Artist Gordon Parks (American, 1912–2006)
Title Harvey Turner, grease maker, weighing lime. When added to the grease, lime gives it body. Pittsburgh Grease Plant.
Date September 1946
Medium Gelatin silver print
Dimensions Image: 7 5/8 × 7 7/16 in. (19.4 × 18.9 cm)
Sheet: 7 5/8 × 7 7/16 in. (19.4 × 18.9 cm)
Credit Line Henry Holmes Smith Archive, Eskenazi Museum of Art, Indiana University
Accession Number 79.200.XX.6.21
About this Work
The African American photographer, writer, and filmmaker Gordon Parks was able to break the boundaries of racism, while at the same time commenting on its place in American society. The youngest of fifteen children from a poor Kansas family, he took up photography at the age of fifteen and won the first Julius Rosenwald Fellowship Award for photography seven years later. This success led to his hiring by Roy E. Stryker for the Farm Security Administration’s depression-era photography project. As the only black photographer on staff, Parks brought a unique perspective on the lives of African-Americans. This photograph is from Parks’s 1946 series taken at the Pittsburgh Grease Company. Many photos from this series featured the company’s black employees; here, a worker weighing out white powder (lime) is presented with an air of great dignity and determination.

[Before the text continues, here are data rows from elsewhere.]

PR #677, opened 2023-11-06
Added support for JDBC 4.3 beginRequest and endRequest methods.

fmeheust:
JDBC 4.3 added the methods beginRequest and endRequest to java.sql.Connection. These methods hint the driver of the beginning and completion of a request (independent unit of work). Connection pooling manager should call these methods on the underlying connection prior to returning a connection to the caller, and when the applications returns the connection back to the connection pool respectively.

This pull request adds support for beginRequest and endRequest methods to the Tomcat JDBC Connection Pool.

### DIFF
--- a/modules/jdbc-pool/src/main/java/org/apache/tomcat/jdbc/pool/ConnectionPool.java
+++ b/modules/jdbc-pool/src/main/java/org/apache/tomcat/jdbc/pool/ConnectionPool.java
@@ -143,9 +143,13 @@ public class ConnectionPool {
     /**
      * Request boundaries
      */
-    private volatile boolean requestBoundaryMethodsInitialised = false;
-    private Method beginRequest = null;
-    private Method endRequest = null;
+    private static final Method beginRequest;
+    private static final Method endRequest;
+
+    static {
+        beginRequest = getConnectionMethod("beginRequest");
+        endRequest = getConnectionMethod("endRequest");
+    }
 
     //===============================================================================
     //         PUBLIC METHODS
@@ -352,8 +356,8 @@ public class ConnectionPool {
             } else {
                 connection = (Connection)proxyClassConstructor.newInstance(new Object[] {handler});
             }
-            Connection underlyingConnection = con.getConnection();
-            if (hasRequestBoundaryMethods(underlyingConnection)) {
+            if (beginRequest != null) {
+                Connection underlyingConnection = con.getConnection();
                 try {
                     beginRequest.invoke(underlyingConnection);
                 } catch (InvocationTargetException | IllegalAccessException ex) {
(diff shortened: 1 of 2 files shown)


modules/jdbc-pool/src/main/java/org/apache/tomcat/jdbc/pool/ConnectionPool.java
```diff
@@ -812,6 +829,28 @@ protected PooledConnection createConnection(long now, PooledConnection notUsed,
...
+     */
+    private boolean hasRequestBoundaryMethods(Connection connection) {
+        if (!requestBoundaryMethodsInitialised && connection != null) {
+            try {
+                beginRequest = connection.getClass().getMethod("beginRequest");
+                endRequest = connection.getClass().getMethod("endRequest");
+            } catch (NoSuchMethodException ex) {
+                // begin and end request not implemented, ignore exception
+            } finally {
+                requestBoundaryMethodsInitialised = true;
```
aooohan, line 848: Maybe this block move to static block and assign to some static variables is better?

modules/jdbc-pool/src/test/java/org/apache/tomcat/jdbc/test/ConnectionBoundariesTest.java
```diff
@@ -0,0 +1,53 @@
...
+        ds.getPoolProperties().setUrl(Driver.url);
+        ds.getPoolProperties().setInitialSize(0);
+        ds.getPoolProperties().setMaxIdle(10);
+        ds.getPoolProperties().setMinIdle(10);
+        ds.getPoolProperties().setMaxActive(10);
+        return ds;
+    }
+    @Test
+    public void connectionWithRequestBoundariesTest() throws Exception {
+        datasource.getPoolProperties().getDbProperties().setProperty("requestBoundaries", "true");
```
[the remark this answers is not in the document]
fmeheust: I had created another Connection class that would be returned if that property was set, but finally I just added the methods to the existing Connection class, which makes that line useless. I have removed it

modules/jdbc-pool/src/main/java/org/apache/tomcat/jdbc/pool/ConnectionPool.java
fmeheust: I have changed the code and moved the code to a static block. The getMethod call is now made on the java.sql.Connection interface and not on the instance if the underlying connection, with this solution request boundaries are only called if the version of java is 9 or later. I have changed the tests accordingly.

aooohan (approved):
LGTM.

ahai-code (approved):

PR #682, opened 2024-01-06
Fix HTTP/2 support wording in HTTP docs

janbrasna:
Trivial wording fix for config docs.

_(Unfortunately goes all the way back to `9.0.x` and `8.5.x`)_


markt-asf:
Tx. I'll back-port this fix shortly.

PR #928, opened 2019-03-09
E2E tests drain connections host removal

### LINKED ISSUE #926: Need e2e test for #912
#912 landed late in the 0.10 cycle without an e2e test. It would be awesome if someone could write one so we don't revert this fix in the future.

Updates #603

vaamarnath:
Fixes #926


davecheney:
Thank you. I'll look at this on monday

PR #929, opened 2019-03-11
use shared informer factories for watchers

andrewsykim:
Uses informer factories to start client-go watchers. 

Other notable changes:
* block on `WaitForCacheSync` before running informers
* group all core informers & contour informers under the same workgroup - I can see why this isn't desirable, feel free to close this PR in that case :)


davecheney:
Thank you for this change, I appreciate it, but I don't plan on merging it without discussion. Please see our contributing guidelines and open an issue to discuss this change first. Thank you.

davecheney:
Sorry, I didn't mean to close this. Let's talk about _in an issue_, not on this PR first.

cmd/contour/contour.go
```diff
@@ -165,12 +168,15 @@ func main() {
...
 		client, contourClient := newClient(*kubeconfig, *inCluster)
 
-		wl := log.WithField("context", "watch")
-		k8s.WatchServices(&g, client, wl, &reh)
-		k8s.WatchIngress(&g, client, wl, &reh)
-		k8s.WatchSecrets(&g, client, wl, &reh)
-		k8s.WatchIngressRoutes(&g, contourClient, wl, &reh)
-		k8s.WatchTLSCertificateDelegations(&g, contourClient, wl, &reh)
+		// resync timer disabled for Contour
+		coreInformers := coreinformers.NewSharedInformerFactory(client, time.Duration(0))
```
davecheney: you don't need to convert 0 to time.Duration, the literal constant is automatically converted to the type required by the function call.

cmd/contour/contour.go
```diff
@@ -181,7 +187,35 @@ func main() {
...
-		k8s.WatchEndpoints(&g, client, wl, et)
+		coreInformers.Core().V1().Endpoints().Informer().AddEventHandler(et)
+
+		g.Add(func(stop <-chan struct{}) error {
+			log := log.WithField("context", "coreinformers")
+
+			log.Println("waiting for cache sync from core informers")
+			coreInformers.WaitForCacheSync(stop)
+
+			log.Println("starting core shared informer")
```
davecheney: log.Println("started") is probably good enough given the context captured in the logger.

cmd/contour/contour.go
```diff
@@ -181,7 +187,35 @@ func main() {
...
+			defer log.Println("stopping core shared informer")
+			coreInformers.Start(stop)
+
+			<-stop
+			return nil
+		})
+
+		g.Add(func(stop <-chan struct{}) error {
+			log := log.WithField("context", "contourinformers")
```
davecheney: same as above.

It might be worth breaking this out into a helper function that takes an interface with two methods, `WaitForCacheSync` and `Start`.

davecheney:
Fixes #930

cmd/contour/contour.go
andrewsykim: Updated. This also required the helper func to accept the stop channel and the logger.

internal/k8s/status.go
```diff
@@ -11,6 +11,7 @@
 // See the License for the specific language governing permissions and
 // limitations under the License.
 
+// Package k8s contains helpers for setting the IngressRoute status
```
andrewsykim: I think this package might be better named `ingressroute` given it no longer contains watchers. I can do this in a follow-up PR

Issue #598, opened 2018-07-31
Switch from Dep to go modules


davecheney:
Requires #597

https://go-review.googlesource.com/c/go/+/124384 introduces support for a `v8.0.0+incompatible` annotation in the `go.mod` file which should provide a bridge between semver dependencies and go 1.11 Semantic Import Versioning requirement. This will let us update `go.mod` without having to wait for `k8s.io/client-go` to rewrite the repository.

davecheney:
Removing milestone, #691 is not going to happen for 0.7 and we might skip Go 1.11 completely.

davecheney:
Revisit after #848

davecheney:
This issue is open for anyone who wants to try it.

vaamarnath:
I can pick it up @davecheney

vaamarnath:
I have chosen to vendor the dependencies using `go mod vendor`. I have made the changes accordingly.

PR #935, opened 2019-03-12
gopkg.toml: upgrade to client-go v9.0.0 / kubernetes v1.12.6

### LINKED ISSUE #934: Upgrade to k8s.io/client-go 1.12.x
Upgrade from client-go 1.11.x to 1.12.x

vaamarnath:

Fixes #934

### DIFF
--- a/Gopkg.lock
+++ b/Gopkg.lock
@@ -56,10 +56,16 @@
     "envoy/api/v2/listener",
     "envoy/api/v2/route",
     "envoy/config/accesslog/v2",
+    "envoy/config/bootstrap/v2",
     "envoy/config/filter/accesslog/v2",
     "envoy/config/filter/network/tcp_proxy/v2",
+    "envoy/config/metrics/v2",
+    "envoy/config/overload/v2alpha",
+    "envoy/config/ratelimit/v2",
+    "envoy/config/trace/v2",
     "envoy/service/load_stats/v2",
     "envoy/type",
+    "envoy/type/matcher",
     "pkg/util",
   ]
   pruneopts = ""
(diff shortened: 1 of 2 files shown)


Gopkg.lock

His biggest impact, though, came not in his early photo-documentary projects, but his work as a magazine photographer. Parks was hired by Life magazine in 1948 as their first African American photographer. During his tenure with the magazine, he published the story of the Fontenelle family and similarly moving photo-essays—on an impoverished Brazilian boy named Flavio Da Silva and a young Harlem gang member named Leonard “Red” Jackson. For Parks the camera was more than simply a tool for recording society, it became a "weapon against poverty, racism, and discrimination."